The footage from Omarska and Trnopolje was broadcast by ITN on 6 August 1992. The image of Fikret Alić, his emaciated condition highlighted by his gaunt face and protruding ribs and his prisoner status emphasised by a prominent strand of barbed wire, was prominently featured. The reporters' confirmation of the camps' existence and the suffering of inmates fuelled public outrage about the war in Bosnia-Herzegovina. Alić's image became iconic of the suffering of civilians and prisoners.

In a rare emotive address, former British Prime Minister Margaret Thatcher criticized her successor John Major's inaction, beginning with the words "I never thought I’d see another holocaust in my life."

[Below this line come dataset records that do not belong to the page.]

PR #284, opened 2021-03-02
Manageability editorial pass

MikeBishop:
Mostly nits, some text about versions.  Some reflow, and fixed up section references to other documents.  If there's anything you think needs to be lifted out to a separate PR/issue, I'm happy to do that.

PR #305, opened 2021-03-25
Update on UDP policing section

### LINKED ISSUE #295: Recommendation about using 4-tuple for NAT
Comment from PR #272 from @ianswett on UDP policing:

"This is recommending something that relies on the 4-tuple, but particularly if there's another NAT involved, the 4-tuple may not be stable. So this puts connections in a situation where the handshake completes, they use the connection for a bit, a NAT rebind occurs, and then the connection is blackholed.

There are defenses against this problem, but this seems like a fairly dangerous recommendation."

### LINKED ISSUE #296: Dropping of UDP traffic
Comment from @martinthomson from PR #272 on UDP Policing about this phrase:

`space that corresponds to the fraction of UDP traffic one wishes to drop.`

"The extra words don't really help here. If anything, you need to highlight the need to block only a subset of addresses rather than a subset of packets."

mirjak:
fixes #284 and fixes #296

### DIFF
--- a/draft-ietf-quic-manageability.md
+++ b/draft-ietf-quic-manageability.md
@@ -919,7 +919,7 @@ fixed portion of the network capacity to UDP and blocking UDP datagrams over tha
 cap. As the portion of QUIC traffic compared to TCP is also expected to
 increase over time, limits might need to be adopted dynamically.
 
-Further, if UDP traffic is throttle, it is reecommended to rather block
+Further, if UDP traffic is throttle, it is recommended to rather block
 QUIC flows entirely than dropping packets randomly. When the handshake is
 blocked, QUIC-capable applications may failover to TCP
 (at least applications using well-known UDP ports). However, blocking a
--- a/draft-ietf-quic-manageability.md
+++ b/draft-ietf-quic-manageability.md
@@ -930,9 +930,9 @@ should be rather realised by per-flow policing, e.g, based on the hash
 of the UDP datagram's source and destination
 addresses and blocking a portion of the hash space that corresponds to the
 fraction of UDP traffic one wishes to drop.
-While QUIC endpoints are often able to survive address changes, e.g. by NAT rebindings,
-blocking a portion of the traffic based on 5-tuple hashing increases the risk of
-blackholing an active connection when the address changes.
+While QUIC endpoints are often able to survive address changes, e.g. by NAT
+rebindings, blocking a portion of the traffic based on 5-tuple hashing increases
+the risk of black-holing an active connection when the address changes.
 
 
 ## DDoS Detection and Mitigation {#sec-ddos-dec}
--- a/draft-ietf-quic-manageability.md
+++ b/draft-ietf-quic-manageability.md
@@ -920,7 +920,7 @@ that cap. As the portion of QUIC traffic compared to TCP is also expected to
 increase over time, using such a limit is not recommended but if done,
 limits might need to be adapted dynamically.
 
-Further, if UDP traffic is throttled, it is recommended to block individual
+Further, if UDP traffic is desired to be throttled, it is recommended to block individual
 QUIC flows entirely rather than dropping packets randomly. When the handshake is
 blocked, QUIC-capable applications may failover to TCP
 However, blocking a
--- a/draft-ietf-quic-manageability.md
+++ b/draft-ietf-quic-manageability.md
@@ -905,26 +905,31 @@ Admitting a few packets allows the QUIC endpoint to determine that the path
 accepts QUIC. Sudden drops afterwards will result in slow and costly timeouts
 before abandoning the connection.
 
-## UDP Policing {#sec-udp-1312}
+## UDP Blocking or Throttling {#sec-udp-1312}
 
 Today, UDP is the most prevalent DDoS vector, since it is easy for compromised
 non-admin applications to send a flood of large UDP packets (while with TCP the
 attacker gets throttled by the congestion controller) or to craft reflection and
-amplification attacks. Networks should therefore be
-prepared for UDP flood attacks on ports used for QUIC traffic. One possible
-response to this threat is to police UDP traffic on the network, allocating a
-fixed portion of the network capacity to UDP and blocking UDP datagram over that
-cap.
+amplification attacks. Some networks therefore block UDP traffic.
+With increased deployment of QUIC, there is also an increased need to allow
+UDP traffic on ports used for QUIC. However, if UDP is generally enabled on these
+ports, UDP flood attacks may also used the same ports. One possible
+response to this threat is to throttle UDP traffic on the network, allocating a
+fixed portion of the network capacity to UDP and blocking UDP datagrams over that
+cap. As the portion of QUIC traffic compared to TCP is also expected to
+increase over time, limits might need to be adopted dynamically.
 
-The recommended way to police QUIC
-packets is to either drop them all or to throttle them based on the hash of the
-UDP datagram's source and destination addresses, blocking a portion of the hash
-space that corresponds to the fraction of UDP traffic one wishes to drop.
-When the handshake is blocked, QUIC-capable applications may failover to TCP
+Further, if UDP traffic is throttle, it is reecommended to rather block
+QUIC flows entirely than dropping packets randomly. When the handshake is
+blocked, QUIC-capable applications may failover to TCP
 (at least applications using well-known UDP ports). However, blocking a
 random fraction of QUIC packets across 4-tuples will allow many QUIC handshakes
 to complete, preventing a TCP failover, but the connections will suffer from
-severe packet loss.
+severe packet loss (see also {{sec-filtering}}). Per-flow throttling can be
+realized based on the hash of the UDP datagram's source and destination
+addresses and blocking a portion of the hash space that corresponds to the
+fraction of UDP traffic one wishes to drop.
+
 
 ## DDoS Detection and Mitigation {#sec-ddos-dec}
 
--- a/draft-ietf-quic-manageability.md
+++ b/draft-ietf-quic-manageability.md
@@ -917,7 +917,8 @@ these ports, UDP flood attacks may also use the same ports. One possible
 response to this threat is to throttle UDP traffic on the network, allocating a
 fixed portion of the network capacity to UDP and blocking UDP datagrams over
 that cap. As the portion of QUIC traffic compared to TCP is also expected to
-increase over time, limits might need to be adopted dynamically.
+increase over time, using such a limit is not recommended but if done,
+limits might need to be adapted dynamically.
 
 Further, if UDP traffic is throttled, it is recommended to block individual
 QUIC flows entirely rather than dropping packets randomly. When the handshake is
--- a/draft-ietf-quic-manageability.md
+++ b/draft-ietf-quic-manageability.md
@@ -919,16 +919,20 @@ fixed portion of the network capacity to UDP and blocking UDP datagrams over
 that cap. As the portion of QUIC traffic compared to TCP is also expected to
 increase over time, limits might need to be adopted dynamically.
 
-Further, if UDP traffic is throttle, it is recommended to block individual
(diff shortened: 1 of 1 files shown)


draft-ietf-quic-manageability.md
```diff
@@ -905,26 +905,31 @@ Admitting a few packets allows the QUIC endpoint to determine that the path
...
+amplification attacks. Some networks therefore block UDP traffic.
+With increased deployment of QUIC, there is also an increased need to allow
+UDP traffic on ports used for QUIC. However, if UDP is generally enabled on these
+ports, UDP flood attacks may also used the same ports. One possible
+response to this threat is to throttle UDP traffic on the network, allocating a
+fixed portion of the network capacity to UDP and blocking UDP datagrams over that
+cap. As the portion of QUIC traffic compared to TCP is also expected to
+increase over time, limits might need to be adopted dynamically.
+
+Further, if UDP traffic is throttle, it is reecommended to rather block
```
mirjak, line 922:
```suggestion
Further, if UDP traffic is throttle, it is recommended to rather block
```

draft-ietf-quic-manageability.md
```diff
@@ -905,26 +905,31 @@ Admitting a few packets allows the QUIC endpoint to determine that the path
...
+QUIC flows entirely than dropping packets randomly. When the handshake is
+blocked, QUIC-capable applications may failover to TCP
 (at least applications using well-known UDP ports). However, blocking a
 random fraction of QUIC packets across 4-tuples will allow many QUIC handshakes
 to complete, preventing a TCP failover, but the connections will suffer from
-severe packet loss.
+severe packet loss (see also {{sec-filtering}}). Per-flow throttling can be
+realized based on the hash of the UDP datagram's source and destination
+addresses and blocking a portion of the hash space that corresponds to the
+fraction of UDP traffic one wishes to drop.
```
ianswett, line 931: If we're going to advise this, I think we should be clear that addresses may change for QUIC connections, and when they do, this will result in post-handshake blackholing.

ianswett (commented):
This is a tricky one.  I think it could use on-list discussion?

draft-ietf-quic-manageability.md
```diff
@@ -905,26 +905,31 @@ Admitting a few packets allows the QUIC endpoint to determine that the path
...
+increase over time, limits might need to be adopted dynamically.
+
+Further, if UDP traffic is throttle, it is recommended to rather block
+QUIC flows entirely than dropping packets randomly. When the handshake is
+blocked, QUIC-capable applications may failover to TCP
 (at least applications using well-known UDP ports). However, blocking a
 random fraction of QUIC packets across 4-tuples will allow many QUIC handshakes
 to complete, preventing a TCP failover, but the connections will suffer from
-severe packet loss.
+severe packet loss (see also {{sec-filtering}}). Per-flow throttling can be
```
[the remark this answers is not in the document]
mirjak: hm, it's blocking some flow to throttle the aggregate UDP traffic...

draft-ietf-quic-manageability.md
mirjak: It could but that is a general problem on the Internet today. If the address changes it is not guaranteed that the traffic is still routed correctly...

ianswett: True, but now we have a potentially common case where a NAT rebinds and there's a chance the flow is suddenly blackholed.

draft-ietf-quic-manageability.md
```diff
@@ -905,26 +905,31 @@ Admitting a few packets allows the QUIC endpoint to determine that the path
...
+realized based on the hash of the UDP datagram's source and destination
+addresses and blocking a portion of the hash space that corresponds to the
+fraction of UDP traffic one wishes to drop.
+
```
mirjak, line 932:
```suggestion
While QUIC endpoints are often able to survive address changes, e.g. by NAT rebindings,
blocking a portion of the traffic based on 5-tuple hashing increases the risk of
blackholing an active connection when the address changes.

```

draft-ietf-quic-manageability.md
ianswett: I think so.  I still think it's worth a wider discussion, but the trade-offs are clearer now.

draft-ietf-quic-manageability.md
```diff
@@ -905,26 +905,31 @@ Admitting a few packets allows the QUIC endpoint to determine that the path
...
+these ports, UDP flood attacks may also use the same ports. One possible
+response to this threat is to throttle UDP traffic on the network, allocating a
+fixed portion of the network capacity to UDP and blocking UDP datagrams over
+that cap. As the portion of QUIC traffic compared to TCP is also expected to
+increase over time, limits might need to be adopted dynamically.
+
+Further, if UDP traffic is throttle, it is recommended to block individual
+QUIC flows entirely rather than dropping packets randomly. When the handshake is
+blocked, QUIC-capable applications may failover to TCP
 (at least applications using well-known UDP ports). However, blocking a
```
martinthomson, line 925:
```suggestion
However, blocking a
```

Well-known ports has nothing to do with it.

draft-ietf-quic-manageability.md
```diff
@@ -905,26 +905,31 @@ Admitting a few packets allows the QUIC endpoint to determine that the path
...
 random fraction of QUIC packets across 4-tuples will allow many QUIC handshakes
 to complete, preventing a TCP failover, but the connections will suffer from
-severe packet loss.
+severe packet loss (see also {{sec-filtering}}). Per-flow throttling can be
+realized based on the hash of the UDP datagram's source and destination
+addresses and blocking a portion of the hash space that corresponds to the
```
martinthomson, line 930: This bit about hash space is unnecessarily narrow.  The overall point is sound: block a subset of flows, not a subset of packets.  Talking about hashing is a distraction.

draft-ietf-quic-manageability.md
martinthomson: > QUIC connections can be resilient to address changes, such as those caused by NAT rebinding.  However, blocking a portion of flows as identified by address tuples means that some active flows will fail when addresses change.

"blackholing" or black hole is not a useful term to use here.  I would rather you avoid it.

martinthomson (approved):
Generally speaking, this is OK.  I have a few suggestions however.

draft-ietf-quic-manageability.md
mirjak: Do you have a better term?

draft-ietf-quic-manageability.md
mirjak: I disagree. This is about guidance to network function. The more specific we can be, the more likely people do the right thing.

draft-ietf-quic-manageability.md
```diff
@@ -905,26 +905,35 @@ Admitting a few packets allows the QUIC endpoint to determine that the path
...
-When the handshake is blocked, QUIC-capable applications may failover to TCP
-(at least applications using well-known UDP ports). However, blocking a
+amplification attacks. Some networks therefore block UDP traffic.
+With increased deployment of QUIC, there is also an increased need to allow
+UDP traffic on ports used for QUIC. However, if UDP is generally enabled on
+these ports, UDP flood attacks may also use the same ports. One possible
+response to this threat is to throttle UDP traffic on the network, allocating a
+fixed portion of the network capacity to UDP and blocking UDP datagrams over
+that cap. As the portion of QUIC traffic compared to TCP is also expected to
+increase over time, limits might need to be adopted dynamically.
```
mirjak, line 920:
```suggestion
increase over time, using such a limit is not recommended but if done,
limits might need to be adopted dynamically.
```

draft-ietf-quic-manageability.md
```diff
@@ -905,26 +905,35 @@ Admitting a few packets allows the QUIC endpoint to determine that the path
...
+
+Further, if UDP traffic is throttled, it is recommended to block individual
```
mirjak, line 922:
```suggestion
Further, if UDP traffic is desired to be throttled, it is recommended to block individual
```

draft-ietf-quic-manageability.md
```diff
@@ -905,26 +905,35 @@ Admitting a few packets allows the QUIC endpoint to determine that the path
...
 to complete, preventing a TCP failover, but the connections will suffer from
-severe packet loss.
+severe packet loss (see also {{sec-filtering}}). Therefore UDP throttling
+should be rather realised by per-flow policing, e.g, based on the hash
+of the UDP datagram's source and destination
+addresses and blocking a portion of the hash space that corresponds to the
+fraction of UDP traffic one wishes to drop.
+While QUIC endpoints are often able to survive address changes, e.g. by NAT rebindings,
+blocking a portion of the traffic based on 5-tuple hashing increases the risk of
+blackholing an active connection when the address changes.
```
mirjak, line 935:
```suggestion
While QUIC endpoints are often able to survive address changes, e.g. by NAT
rebindings, blocking a portion of the traffic based on 5-tuple hashing increases
the risk of black-holing an active connection when the address changes.
```

draft-ietf-quic-manageability.md
chris-box: Glad we are of the same mind (that a UDP cap is not ideal, but sometimes it may be necessary and if so here's how to do it).
My only comment on this sentence is to ask whether "adopted" should be "adapted". I would say that adoption means the process of starting to apply something, whereas adapted means changing it as you go. It's still possible to say you can adopt something in a dynamic fashion, but "adapted dynamically" is probably clearer.

draft-ietf-quic-manageability.md
chris-box: Looks good.

draft-ietf-quic-manageability.md
britram: I think you're both right. We need an example of how to do efficient per-flow policing here, but it could be Even More Clear that it's an example.

draft-ietf-quic-manageability.md
```diff
@@ -905,26 +905,36 @@ Admitting a few packets allows the QUIC endpoint to determine that the path
...
+blocked, QUIC-capable applications may failover to TCP
+However, blocking a
 random fraction of QUIC packets across 4-tuples will allow many QUIC handshakes
 to complete, preventing a TCP failover, but the connections will suffer from
-severe packet loss.
+severe packet loss (see also {{sec-filtering}}). Therefore UDP throttling
+should be rather realised by per-flow policing, e.g, based on the hash
+of the UDP datagram's source and destination
+addresses and blocking a portion of the hash space that corresponds to the
+fraction of UDP traffic one wishes to drop.
```
britram, line 933:
```suggestion
severe packet loss (see also {{sec-filtering}}). Therefore UDP throttling
should be realized by per-flow policing as opposed to per-packet
policing. Note that this per-flow policing should be stateless to avoid
problems with stateful treatment of QUIC flows (see {{sec-stateful}}),
for example blocking a portion of the space of values of a hash function
over the addresses and ports in the UDP datagram.
```

britram (approved):

draft-ietf-quic-manageability.md
```diff
@@ -905,26 +905,36 @@ Admitting a few packets allows the QUIC endpoint to determine that the path
...
+With increased deployment of QUIC, there is also an increased need to allow
+UDP traffic on ports used for QUIC. However, if UDP is generally enabled on
+these ports, UDP flood attacks may also use the same ports. One possible
+response to this threat is to throttle UDP traffic on the network, allocating a
+fixed portion of the network capacity to UDP and blocking UDP datagrams over
+that cap. As the portion of QUIC traffic compared to TCP is also expected to
+increase over time, using such a limit is not recommended but if done,
+limits might need to be adapted dynamically.
+
+Further, if UDP traffic is desired to be throttled, it is recommended to block individual
```
britram, line 923:
```suggestion
Further, if UDP traffic is desired to be throttled, it is recommended to
block individual
```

The Report submitted to the United Nations Security Council by the Bassiouni Commission, the Commission of Experts investigating the reports of atrocities in Bosnia, identified Trnopolje as a concentration camp functioning as a staging area for mass deportations mainly of women, children, and elderly men and described the Omarska and Keraterm camps to which the adult non-Serb men were taken as death camps.

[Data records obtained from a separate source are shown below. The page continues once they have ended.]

PR #306, opened 2021-03-25
Make recommendation to not CID for NAT stronger

### LINKED ISSUE #293: Stronger caution on using CID
@ianswett said in PR #272 on section "Passive Network Performance Measurement and Troubleshooting":

 "I think the caution against using Connection ID needs to be a lot stronger. Things will break, users will notice. I realize that implementations have to use this to enforce that, but I believe some already are. See a comment below as well."

mirjak:
fixes #293

### DIFF
--- a/draft-ietf-quic-manageability.md
+++ b/draft-ietf-quic-manageability.md
@@ -840,7 +840,7 @@ communicate with the client.
 The QUIC header optionally contains a connection ID which can be used as
 additional entropy beyond the 5-tuple, if needed. The QUIC handshake needs
 to be observed in order to understand whether the connection ID is present and
-what length it has. However, connection IDs may be renegotiated
+what length it has. However, connection IDs may be renegotiated during
 after the handshake, and this renegotiation is not visible to the path. Using
 the connection ID as a flow key field for stateful treatment of flows may
 therefore cause undetectable and unrecoverable loss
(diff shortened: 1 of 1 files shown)


draft-ietf-quic-manageability.md
```diff
@@ -840,7 +840,7 @@ communicate with the client.
 The QUIC header optionally contains a connection ID which can be used as
 additional entropy beyond the 5-tuple, if needed. The QUIC handshake needs
 to be observed in order to understand whether the connection ID is present and
-what length it has. However, connection IDs may be renegotiated during
+what length it has. However, connection IDs may be renegotiated
```
mirjak, line 843:
```suggestion
what length it has. However, connection IDs may be renegotiated during
```

draft-ietf-quic-manageability.md
```diff
@@ -849,9 +849,10 @@ discouraged for NAT applications.
 
 If a NAT hits an operational limit, it is recommended to rather drop the
```
ianswett, line 850:
```suggestion
If a NAT hits an operational limit, it is recommended to drop the
```

ianswett (approved):

draft-ietf-quic-manageability.md
mirjak: This is addressed in another PR.

draft-ietf-quic-manageability.md
```diff
@@ -849,9 +849,10 @@ discouraged for NAT applications.
...
 initial packets of a flow (see also {{sec-filtering}}),
-which potentially triggers a fallback to TCP, than using the connection ID to
-muliplex mulitple connections on the same IP address port pair which risks
-connectivity breakage later, in case the connection ID changes.
+which potentially triggers a fallback to TCP. Use of the connection ID to
+muliplex mulitple connections on the same IP address/port pair is not a
```
britram, line 853:
```suggestion
multiplex multiple connections on the same IP address/port pair is not a
```

britram (approved):

PR #308, opened 2021-03-26
Reference cleanup

MikeBishop:
Some section refs weren't linked to the sections; some objects were defined multiple ways; one reference wasn't actually cited in the text.


mirjak:
Thanks a lot!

The regime at Trnopolje was far better than in Omarska and Keraterm but "none the less harassment and malnutrition was a problem for all the inmates. Rapes, beatings and other kinds of torture and even killings were not rare." Although the Commission considered that Trnopolje was not a death camp like Omarska or Keraterm, it observed that "the label «concentration camp» is nonetheless justified for Logor Trnopolje due to the regime prevailing in the camp." (The Report used the Bosnian word "logor" specifically to distinguish the Prijedor camps from the wide range of institutions encompassed by the English term "camp" and emphasise the inhumane nature of the camp regimes.)

==LM controversy==
The journalists' reports were used as evidence in war crimes tribunals in The Hague. But the picture also sparked controversy; five years after its original publication, the magazine LM (formerly Living Marxism) published an article entitled 'The Picture that Fooled the World', claiming that the reporting had been misconstrued to give a misleading impression of the camp as a concentration camp run by Serbs for Bosniaks and Croats rather than just a collection centre for refugees. It was alleged that Alić's emaciated condition was the result of a childhood bout of tuberculosis. Ed Vulliamy retorted that those who had died in Trnopolje and Omarska camps were those 'most horribly insulted' by the LM suggestions. Alić denied LM allegations and testified against his tormentors in a libel action in the UK High Court brought by ITN against LM. Following dramatic evidence given by the camp doctor Idriz Merdžanić the jury found against LM and awarded substantial damages to ITN and the journalists.

Alić subsequently described to the Bosnian television programme 60 minuta how his condition was brought about by the internal injuries he suffered in the brutal treatment he experienced in the death camp at Keraterm. He also described how he had had to be smuggled out of the camp disguised as a woman.